これまで、認知行動療法の効果を測定するとき、多くの場合、質問紙(尺度)を使って測定されるうつ状態の程度や不安の程度が指標とされてきました。しかし、近年、脳機能画像解析技術の発展に伴って、認知行動療法が脳機能にどのような影響を及ぼすのかという研究が行われ始めています。

 うつ病や不安障害になると、前頭葉や海馬、扁桃体と呼ばれる脳の部位に、障害や活動性の低下が認められるといわれています(うつ病と不安障害では、障害される脳部位は、若干異なってきます)。認知行動療法は、これら前頭葉や海馬、扁桃体の機能を改善する可能性があることが分かり始めています。
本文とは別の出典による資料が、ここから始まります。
PR #238, opened 2017-08-02
ADF-39 Remove Deprecated classes/methods/fields

kevinzetterstrom:
#### Ticket
[ADF-39](https://vimean.atlassian.net/browse/ADF-39)

#### Ticket Summary
We should remove deprecated classes, methods, and fields in preparation for 2.0.0

#### Implementation Summary
This is straightforward, so I am just listing the notables:
* I kept `Embed` as Deprecated, since the API hasn't released the new Embed representation (even though we have it in this library). Once they do, it will require a version bump. I clarified in javadocs about this.
* I bumped the version to 3.3.5 based on the API changelog around the reason we added a privacy deserializer, https://vimean.atlassian.net/wiki/display/API/Changelog and then removed the custom deserializer
* I modified the Configuration.Builder so that you cannot pass in a base URL. You can change the base url only by grabbing the current Configuration first.
* I made VideoFile abstract, and subclassed it into DashVideoFile, HlsVideoFile, and ProgressiveVideoFile
* I updated the Readme to reflect changes

#### How to Test
Test via Android PR forthcoming:
* Verify fetching a video without field filters (edit the video settings) does not crash, since the VideoFileDeserializer was removed
* Test Privacy values are correctly deserialized (remove the filtering of privacy add/download)
* Test changing the base url via the admin panel, use stetho to sniff


cameo-github:
<table>
  <thead>
    <tr>
      <th width="50"></th>
      <th width="100%" data-danger-table="true" data-kind="Error">
          1 Error
      </th>
     </tr>
  </thead>
  <tbody>
    <tr>
      <td>:no_entry_sign:</td>
      <td data-sticky="false">Tests have failed, see below for more information.</td>
    </tr>
  </tbody>
</table>

### Tests: 

Name | Classname | Time|
--- | --- | ---|
verifyTypeAdapterWasNotGenerated | com.vimeo.networking.model.VideoFileTest | 0.003|


<p align="right" data-meta="generated_by_danger">
  Generated by :no_entry_sign: <a href="http://danger.systems/">danger</a>
</p>

vimeo-networking/src/main/java/com/vimeo/networking/Configuration.java
```diff
@@ -332,24 +309,16 @@ public Builder(String clientId, String clientSecret, String scope,
          * @param accountStore  (Optional, Recommended) An implementation that can be used to interface with Android's
          *                      <a href="https://goo.gl/QZ7rm">Account Manager</a>
          */
-        @Deprecated
-        public Builder(@Nullable String baseURLString,
-                       String clientId,
-                       String clientSecret,
-                       String scope,
+        public Builder(@NotNull String clientId,
```
msya: I think the base url should still be passed into the builder. This change would allow the client to create a builder without a base url. If the base url changes, the client should create a new configuration object and set it on the `VimeoClient` object.

vimeo-networking/src/main/java/com/vimeo/networking/model/Video.java
```diff
@@ -512,12 +503,12 @@ public Integer playCount() {
     // -----------------------------------------------------------------------------------------------------
     // <editor-fold desc="Files">
     @Nullable
-    public VideoFile getVideoFileForMd5(String md5) {
+    public ProgressiveVideoFile getVideoFileForMd5(String md5) {
```
msya: This method is utility method. I think it should be moved to a video utils class.

vimeo-networking/src/main/java/com/vimeo/networking/Configuration.java
kevinzetterstrom: We had marked the Builder that allowed the base URL to be set as `Deprecated` so that consumers except for us would not use it. The reasoning is that all consumers should always use `api.vimeo.com` as the base url and would never have any reason to change it. We were the only ones that should have been passing the base url in. What I found from personal experience was that I rarely ever passed anything other than `api.vimeo.com` in. And in order to pass anything else in, I had to make a change to the code anyway. So why not just change it here? 

Also what I found, was that we had some bad logic flow. Even when passing anything other than `api.vimeo.com` in, it was always overwritten after we received a response to `/configs`. This caused this to not work as intended. I felt that it was too confusing to follow so I tried to simplify that, which is why I removed the ability to set the base url when creating a configuration object.

vimeo-networking/src/main/java/com/vimeo/networking/model/VideoFile.java
```diff
@@ -24,21 +24,22 @@
...
+ * Base representation of a Video stream/playback file
  * <p>
  * Created by alfredhanssen on 4/25/15.
  */
 @SuppressWarnings("unused")
-// TODO: Remove the VideoFileDeserializer and use Stag instead, once API corrects log issue behind version 2/16/17 [KZ]
-// @UseStag(FieldOption.SERIALIZED_NAME)
-public class VideoFile implements Serializable {
+@UseStag(FieldOption.SERIALIZED_NAME)
+public abstract class VideoFile implements Serializable {
```
kevinzetterstrom: Keeping `VideoFile` not abstract and as a single class (rather than subclassing it for dash/hls/progressive) definitely worked for us in the past, especially when we received all of the items in a single array. I think specialized VideoFile classes add benefit, now that we receive specialized representations within the Play response. Dash and HLS files do not receive the information contained within the progressive response, like size, width, height, md5, mimetype, etc. Likewise, Dash contains extra stuff for DRM that none of the other receive. And whenever we access a `VideoFile` we would have to compare it to a location on the parent Play object to determine which file type it was. This was my rationale for this change.

We can easily do a `instanceof` check or use `getQuality()` to determine the file type now. Since these DTOs are created through deserialization using Stag/Gson, in order to properly have them know their quality without receiving it in JSON, I created concrete methods that are on the subclasses. 

Do you have a suggestion on how to accomplish this another way?

vimeo-networking/src/test/java/com/vimeo/networking/model/ProgressiveVideoFileTest.java
```diff
@@ -0,0 +1,42 @@
...
+
+/**
+ * Unit tests for {@link ProgressiveVideoFile}.
+ * <p>
+ * Created by zetterstromk on 8/3/17.
+ */
+public class ProgressiveVideoFileTest {
+
+    @Test
+    public void verifyTypeAdapterWasGenerated() throws Exception {
```
kevinzetterstrom: Not needed. And we did agree to remove them. I updated my method template to not add them, but I copy/pasted this from another test which is why it's there. I can remove it.

vimeo-networking/src/main/java/com/vimeo/networking/model/ProgressiveVideoFile.java
```diff
@@ -0,0 +1,142 @@
...
+        }
+
+        ProgressiveVideoFile that = (ProgressiveVideoFile) o;
+
+        return (mLink != null && that.getLink() != null) && mLink.equals(that.getLink());
+    }
+
+    @Override
+    public int hashCode() {
+        return mLink != null ? mLink.hashCode() : 0;
```
kevinzetterstrom: I would rather not add the dependency on those classes when the current hashCode/equals work just fine the way they are.

vimeo-networking/src/main/java/com/vimeo/networking/model/Video.java
kevinzetterstrom: Totally. Nice call out.

vimeo-networking/src/main/java/com/vimeo/networking/utils/VimeoNetworkUtil.java
```diff
@@ -85,8 +84,6 @@ public static Gson getGson() {
     public static GsonBuilder getGsonBuilder() {
         // Example date: "2015-05-21T14:24:03+00:00"
         return new GsonBuilder().registerTypeAdapterFactory(new Stag.Factory())
-                .registerTypeAdapterFactory(new PrivacyDeserializer.TypeAdapterFactory())
-                .registerTypeAdapterFactory(new VideoFileDeserializer.TypeAdapterFactory())
```
kevinzetterstrom: I didn't touch that method, and I didn't create it to begin with, so I'm not sure. @kvenn why is it done this way?

vimeo-networking/src/test/java/com/vimeo/networking/model/HlsVideoFileTest.java
```diff
@@ -0,0 +1,42 @@
...
+/**
+ * Unit tests for {@link HlsVideoFile}.
+ * <p>
+ * Created by zetterstromk on 8/3/17.
+ */
+public class HlsVideoFileTest {
+
+    @Test
+    public void verifyTypeAdapterWasGenerated() throws Exception {
+        Utils.verifyTypeAdapterGeneration(HlsVideoFile.class);
```
kevinzetterstrom: I have mixed feelings on this. If we do want to change the way this is done, I would prefer to do that in a separate PR, as it leads to scope creep that I don't feel strongly about tackling at the moment. Interesting with how the others feel on moving them to a centralized class. cc @howardrigberg @anthonycr @kvenn @brentwatson

vimeo-networking/src/main/java/com/vimeo/networking/model/VideoFile.java
```diff
@@ -63,18 +64,12 @@ public String toString() {
         }
     }
 
-    @Deprecated
-    @UseStag
     public enum VideoQuality {
```
kevinzetterstrom: Totally can be. We have a ticket just for that though, and since I didn't introduce any new fields, I'd rather wait for that ticket.

kevinzetterstrom: I actually think `MimeType` should be within the `ProgressiveVideoFile` file. I'd vote for `VideoQuality` to stay within this file. They are small enums and aren't used by multiple model types as represented by the API responses.

vimeo-networking/src/main/java/com/vimeo/networking/utils/VimeoNetworkUtil.java
kvenn: I can't remember for the life of me. There's synchronized access on the call objects so maybe it was an optimization around if we had a really long list of calls to cancel...?

vimeo-networking/src/test/java/com/vimeo/networking/model/HlsVideoFileTest.java
kvenn: That does feel a bit like an optimization - and in the interest of keeping this PR scoped towards just removing deprecated methods/classes (in the cleanest way possible), I'd say it could be ticketed separately and put in the vimeo-networking backlog (to be prioritized by TPMs). Maybe just quoting Mo's original suggestion in the description (so we don't lose the intent).

vimeo-networking/src/main/java/com/vimeo/networking/model/VideoFile.java
brentwatson: Sounds like the choices are the client either needs to check an enum value then somehow know which fields are available based on the enum val or option 2; do and `instanceof` check  + a cast and then they can safely know which fields to use.  I prefer option 2 (keeping changes made in this PR).

vimeo-networking/src/test/java/com/vimeo/networking/model/HlsVideoFileTest.java
brentwatson: The disadvantage of doing in 1 place is:
- Breaks package name matching for sub packages (unless we have 1 Test class for each subpackage under `model` -- but that is sort of weird.
- You lose the cmd + shift + T IDE shortcut to navigate to the corresponding test for a class.

I think either strategy is ok as the test setup here is very simple.

vimeo-networking/src/main/java/com/vimeo/networking/model/ProgressiveVideoFile.java
brentwatson: Actually, since they all just compare the `link` value the subclasses do not need a full implementations of `equals` and `hashCode`. 

`equals` can keep the `if (o == null || !(o instanceof ProgressiveVideoFile)) { return false; }` check then just do a `return super.equals(o)`.  

`hashCode()` could either be removed from these 3 subclasses or you could just `return super.hashCode()` if you want to callout the fact that there is a custom implementation in `VideoFile`.

vimeo-networking/src/main/java/com/vimeo/networking/model/Video.java
```diff
@@ -134,21 +134,19 @@ public String toString() {
...
-    public ArrayList<VideoFile> mVideoFiles;
-
     @SerializedName("width")
     public int mWidth;
 
     @SerializedName("height")
     public int mHeight;
 
+    /**
+     * The Embed field is in the process of moving on to the {@link #mPlay} field
```
brentwatson: Awesome docs.  Maybe add `@deprecated` annotation to the start.  Note; capital-D `@Deprecated` marks method as deprecated, and lowercase `@deprecated` shows javadocs related to the depreciation of the method..

vimeo-networking/src/test/java/com/vimeo/networking/model/ProgressiveVideoFileTest.java
```diff
@@ -0,0 +1,42 @@
...
+        Utils.verifyTypeAdapterGeneration(ProgressiveVideoFile.class);
+    }
+}
```
brentwatson: Minor: a couple of the files are missing EOF newlines.

vimeo-networking/src/main/java/com/vimeo/networking/model/ProgressiveVideoFile.java
kevinzetterstrom: nice call out. I could also remove them completely and have the base VideoFile use `getClass()` instead of `instanceof`

vimeo-networking/src/main/java/com/vimeo/networking/model/VideoFile.java
howardrigberg: I can see how the inheritance hierarchy makes sense in the way that @kevinzetterstrom refactored it, especially since the server is providing the different objects as such. However, the casting of the objects that is happening at a higher level (in VimeoPlayer) suggests that the design of the object consumption on the app level is not ideal. We should try to address that issue in the related vimeo-android ticket.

上に挙げた脳部位の機能として、前頭葉は注意力や意思決定力、感情のコントロールと、海馬は記憶能力(特に覚える能力)と、偏桃体は感情の生起(特に恐れなど)と深く関わっていると考えられています。つまり、認知行動療法は、うつ病や不安障害に伴って低下している、注意力や意思決定能力、記憶能力、感情のコントロール能力を改善することができると可能性があると考えられるのです。

 脳機能画像解析技術を使った認知行動療法の効果研究は、まだ始まったばかりです。今後、研究が進むにつれて、より多くの詳細な効果が明らかになってくると思います。これまで蓄積された質問紙を使った効果研究もあわせ、認知行動療法は科学的な根拠に基づいた治療法であるといえるのではないでしょうか。